We can reduce the size of each twig from 16 bytes to 12 bytes, making the whole tree 25% smaller. This adds some constraints on leaves: either the key and value pointers must fit in 48 bits each (which requires unwarranted chumminess with the implementation); or we can get hold of the key via the value (and waste 32 bits in the leaf).
Or if this is a one-pass DNS-trie we can use the extra space for path compression, and avoid making assumptions about pointers.

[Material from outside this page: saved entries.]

PR #697, opened 2018-07-31
Fix G1GC Tuning

jolynch:
G1GC should never be run with a young gen heap size, so this change sets
the young gen to comment out the young gen heap all together for G1GC
enabled clusters


arunagrawal84:
LGTM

For each page we need to keep track of how much free space it contains, so that we know when it should be evacuated; and something to tell us if the page should be freed after the next RCU epoch.
It’s fairly straightforward to put this metadata at the start of each page. At the cost of a little wasted space we can make sure this writable data doesn’t share a cache line with read-only nodes.
If we are using small pointers, another option is to put per-page metadata in the page table, or perhaps in another array parallel to the page table to keep read-only and writable data separate.
I normally think of a cache as having a lot of small point updates, which is unlikely to be efficient with this transaction-oriented design. But perhaps it makes sense if we split the cache into two parts.
The main cache is read-only; we use transactional updates for eviction based on TTL and cache size, and to bring in new records from the working cache. It uses ordered lookups to support RFC 8198 NXDOMAIN synthesis.
The working cache is used by the resolver to keep track of queries in progress. It can be based on fine-grained updates and locking, rather than being designed for a read-mostly workload. It might not need ordered lookups at all.
Queries that miss the main cache get handed over to the resolver, which might be able to answer them straight from the working cache, or it might add the query to a list of queries waiting for the same answer, or when there are no matches it creates a new entry in the working cache that belongs to a new resolver task.
Most of what I have written above is about working with the interior branch nodes of the tree. What about the application data hanging off the leaf nodes?
During a transaction, any elements that we want to delete need to be added to a free list, so that they can be cleaned up after the next RCU epoch. When we need to modify an element, we must do so COW-style.
It’s reasonable for the tree implementation to keep a free list of application elements, so any delete or set operations will automatically add the old element pointer to the list for later cleanup. On the other hand, it’s probably easier for the applicaton to COW its own data.
The only callback we will need is to free application elements during the delayed cleanup after the RCU epoch has passed. (This is simpler than Knot DNS, which also has callbacks for refcount manipulation.)
For a long time I was doubtful that a custom allocator for a qp-trie would be worth the effort. But now I think it is likely to be worth it:
The refcounting in Knot is confusing; GC seems to be a nicer way to support RCU.
Small pointers can save a significant amount of space, and are more accommodating for a one-pass radix tree version.
It will become feasible to see if layout optimization can make queries faster.
It remains to be seen if I can find the time to turn these ideas into code!